Twenty-Six Days

“One exaggerates, imagines, anticipates affliction. Do not let us build a second story to our sorrow by being sorry for our sorrow.” –  Marcus Aurelius.

Twenty-six days. That’s when it all began. A spontaneous trip to an indoor pool we were not familiar with, which we thoroughly enjoyed for fourteen minutes until, unbeknownst to us, we were called out for not having a proper reservation. We left quickly, without showering. At the time, we thought this to be a minor detail as we bathed the moment we arrived home, but in hindsight, this is the one thing we could have done differently that may have changed our outcome.

My husband and I felt ill the next day, although we excused the symptoms of exhaustion. Our children presented slight cold or allergy symptoms the day following, which we quickly explained away. A few days later, I rushed our three-year-old daughter to the hospital while she screamed in pain with a severe UTI. A week later, I would make the same trip to the hospital for the same reason.

In twenty-six days, we have had five doctor visits, three nurse calls, two hospital visits, and six prescriptions as a collective family unit. With no definitive diagnosis other than “a virus that was not Covid,” we hunkered down as a family and tried our best to care for one another and regain our health.

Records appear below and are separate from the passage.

PR #1154, opened 2015-03-03
docs: Document postgres appliance

titanous:
Describes how to provision and connect to databases as well as the high-level design of the appliance.

### DIFF
--- a/docs/content/postgres.html.md
+++ b/docs/content/postgres.html.md
@@ -1,0 +1,163 @@
+---
+title: PostgreSQL
+layout: docs
+---
+
+# PostgreSQL
+
+The Flynn Postgres appliance provides PostgreSQL 9.4 in a highly-available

The first ten days, we seemingly took turns being sick. One day, I’d feel worse while my husband felt better. One child was excited to go to school, while the other suddenly had a fever. The coughing was the worst part for me; I’d cough so hard that I couldn’t catch my breath. There are few sensations as unpleasant as a deep, sporadic cough. But then, the next day, I’d feel fine, and my fierce cough became more of a whimper. And then, the day following, the cough would return with a vengeance.

Besides the bi-polar health, our household was having other problems as well. The anxiety that is provoked in children when one or both parents are unwell—the resentment between spouses when both neglect domestic duties. And then, of course, there was Diesel.  

Diesel is our rescue puppy who, before coming to us, has known struggles that I cannot imagine. In the height of our chaos and illness, Diesel was neutered and given a cone to wear around his head to ensure proper healing to prevent him from messing with the stitches. However, no one told Diesel that.

Diesel will not move with the cone on him. The vet, our friends, and the internet assure us that he will eventually move once he is “used” to the cone, but from what we’ve seen in the last week, we doubt that to be true.

Yet, when we remove the cone, he tries to pull out his stitches, so he will have to deal with it.

It is clear that Diesel’s condition is not permanent and that the cone is meant to protect him from himself. Because we know that it is temporary, we smile as he stands frozen by his food dish, unable to move closer to the food he desperately wants, waiting for us to remove his cone. We speak encouraging words to get him to move with the cone on, knowing that one day, the cone will be in the trash, and he will be free.

We diligently give him pain meds, antibiotics, treats, and affection. We translate his whines into action as he wouldn’t be whining if he didn’t have a need not being met. We empathize with his condition but do not remove the cone prematurely because we know it is in his best interest.

In a world of our own making, my husband and I struggle when illness hits our house. Chaos, exhaustion, resentment, self-doubt, and, most notably, failure to empathize with each other. With all our resources directed at our children, it often feels as if nothing is left to offer each other in the way of kindness. Except that’s not true; the love and compassion we both freely give to Diesel proves it so.

When illness is in a household, time moves slowly. Compassion fatigue replaces the small efforts one makes to comfort another. How can one care for someone else when they are ill? I don’t have an answer. Logic dictates that we cannot give away something we do not have. However, my experience has shown me repeatedly that when my efforts are placed outside of myself in helping others, serenity is more achievable.

Although we know that illness isn’t permanent, nothing in life is, but we often act as if it is. We are like Diesel, frozen by our self-imposed limitations.

At some point during the last twenty-six days, we could have mitigated the severity of our illnesses had we spent more time resting, hydrating, and relaxing. Instead, the misguided notion that our lives are too busy and too important to place a halt to focus on self-care dominated us and left us in a vulnerable position that resulted in an extended illness.  

Today, I will remember that nothing in this life is permanent. That illness is fleeting in the grand scheme of it all and that the how and why of it all doesn’t matter as much as the here and now. I will strive to take myself where I am and be kind to all, starting with myself.

One response to “Twenty-Six Days”

  1. I am so sorry to hear you had a hellish 26 days and you wrote eloquently about all that illness encompasses. It is one of the worst things to be a parent and be sick while having sick kids…I am sorry you went through all this! And then also needing to care for Diesel!